Utility Methods¶
Utility methods provide specialized functionality for tasks like sampling, combining data, and monitoring pipelines.
reservoir()¶
Performs reservoir sampling to select a random subset of elements from a pipeline. This is highly memory-efficient, as it does not require loading the entire dataset into memory.
Signature: reservoir(int $size, ?callable $weightFunc = null): array
$size: The number of elements to sample.$weightFunc: An optional function to calculate the weight of each element for weighted sampling.
Behavior:
- This is a terminal operation.
- It uses Algorithm R for uniform sampling and Algorithm A-Chao for weighted sampling.
Examples:
// Get 10 random lines from a large file
$sample = take(new SplFileObject('large.log'))
->reservoir(10);
// Weighted sampling
$sample = take($items)
->reservoir(5, fn($item) => $item['priority']);
zip()¶
Combines multiple iterables into a single pipeline of tuples.
Signature: zip(iterable ...$inputs): self
...$inputs: The iterables to combine.
Behavior:
- Creates a new pipeline where each element is an array of corresponding elements from the input iterables.
- Shorter iterables are padded with
null.
Examples:
$result = take(['a', 'b'])
->zip([1, 2], [true, false])
->toList();
// [['a', 1, true], ['b', 2, false]]
runningCount()¶
Counts elements as they pass through the pipeline without consuming it.

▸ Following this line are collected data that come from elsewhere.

PR #1024, opened 2024-10-03
Simplify dependency locking and version def

dexamundsen:
- Simplify command for dependency locking by wrapping sub-project tasks within a root task
- Define plugin versions in build.gradle, ensures same version is used across projects
- use Buildscript variables instead of gradle variables. The former is build structure agnostic
- Bump spring boot version from 3.3.3 to 3.3.4; dep management from 1.1.5 to 1.1.6


annotationProcessor/build.gradle
```diff
@@ -3,8 +3,8 @@ plugins {
 
     // These plugins are needed to resolve versions of spring dependencies
     // transitively added by terra-common-lib
-    id 'org.springframework.boot' version '3.3.3'
-    id 'io.spring.dependency-management' version '1.1.5'
+    id 'io.spring.dependency-management' version "${vSpringDepMgt}"
```
dexamundsen, line 6: Versions defined as build script variables in build.gradle.

annotationProcessor/build.gradle
```diff
@@ -39,9 +39,9 @@ dependencies {
         implementation 'com.nimbusds:nimbus-jose-jwt:9.37.3'
     }
 
-    implementation "org.slf4j:slf4j-api:${gradle.vSlf4jApi}"
```
dexamundsen, line 42: Build script variables do not need gradle qualifier, hence removed in all references

build.gradle
```diff
@@ -1,22 +1,35 @@
...
+        vSwaggerCodegen = '3.0.57'
+        vPicocliVersion = '4.7.6'
+        vJunit5 = '5.10.2'
+    }
     repositories {
         mavenCentral()
     }
 }
 
-gradle.ext {
```
dexamundsen, line 8: Moved up.

build.gradle
```diff
@@ -1,22 +1,35 @@
 // Required by spotless. https://github.com/diffplug/spotless/issues/747
 buildscript {
+    ext {
+        // plugin versions
+        vSpringBoot = '3.3.4'
```
dexamundsen, line 5: spring boot bumped from 3.3.3 to 3.3.4
dep management plugin bumped from 1.1.5 to 1.1.6

build.gradle
```diff
@@ -1,22 +1,35 @@
...
-    vApacheCommonsText = '1.12.0'
-    vSlf4jApi = '2.0.16'
-    vSpotBugs = '4.8.5'
-    vJackson = '2.17.2'
-    vJersey = '3.1.8' // Java 17 compatible
-    vSwaggerAnnotations = '2.2.22'
-    vSwaggerCodegen = '3.0.57'
-    vPicocliVersion = '4.7.6'
-    vJunit5 = '5.10.2'
+tasks.named('dependencies') {
```
dexamundsen, line 29: This configures a root task dependencies that depends on below subtasks. hence auto triggered.

tjennison-work (approved):
This is a good improvement. It's surprising to me that Gradle doesn't doesn't have a more automatic way to handle this but I don't have much experience with it.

Signature: runningCount(?int &$count): self
&$count: A reference to a counter variable, which will be updated.
Behavior:
- This is a non-terminal operation.
- It is useful for monitoring the number of elements that have been processed at a certain point in the pipeline.
Examples:
$count = 0;
$result = take(range(1, 100))
->filter(fn($x) => $x % 2 === 0)
->runningCount($count)
->toList();
echo "Count: $count"; // 50
stream()¶
Converts an array-based pipeline into a generator-based one, forcing all subsequent operations to be lazy and process elements one by one.
Signature: stream(): self
Behavior:
- This is a non-terminal operation.
- It is crucial for memory efficiency when working with large arrays.
Examples:
// Process a large array with low memory usage
$result = take($largeArray)
->stream()
->map(fn($x) => expensive_operation($x))
->toList();